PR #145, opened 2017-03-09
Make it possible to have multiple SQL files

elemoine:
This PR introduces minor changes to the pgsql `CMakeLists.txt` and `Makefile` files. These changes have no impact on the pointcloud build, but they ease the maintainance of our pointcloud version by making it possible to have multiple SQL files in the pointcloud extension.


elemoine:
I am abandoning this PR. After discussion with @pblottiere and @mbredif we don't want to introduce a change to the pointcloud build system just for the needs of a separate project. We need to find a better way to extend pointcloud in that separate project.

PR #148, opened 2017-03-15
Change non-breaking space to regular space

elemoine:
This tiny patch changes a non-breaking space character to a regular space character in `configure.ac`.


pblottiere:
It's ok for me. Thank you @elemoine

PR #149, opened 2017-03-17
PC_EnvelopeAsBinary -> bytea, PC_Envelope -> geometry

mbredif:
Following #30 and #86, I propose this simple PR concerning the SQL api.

| Required action |
Your output is to be the lines of the listing, exact and complete, starting at the first and ending with the line that contains "It's ok for me. Thank you @elemoine".

| Result of the exercise |
PR #145, opened 2017-03-09
Make it possible to have multiple SQL files

elemoine:
This PR introduces minor changes to the pgsql `CMakeLists.txt` and `Makefile` files. These changes have no impact on the pointcloud build, but they ease the maintainance of our pointcloud version by making it possible to have multiple SQL files in the pointcloud extension.


elemoine:
I am abandoning this PR. After discussion with @pblottiere and @mbredif we don't want to introduce a change to the pointcloud build system just for the needs of a separate project. We need to find a better way to extend pointcloud in that separate project.

PR #148, opened 2017-03-15
Change non-breaking space to regular space

elemoine:
This tiny patch changes a non-breaking space character to a regular space character in `configure.ac`.


pblottiere:
It's ok for me. Thank you @elemoine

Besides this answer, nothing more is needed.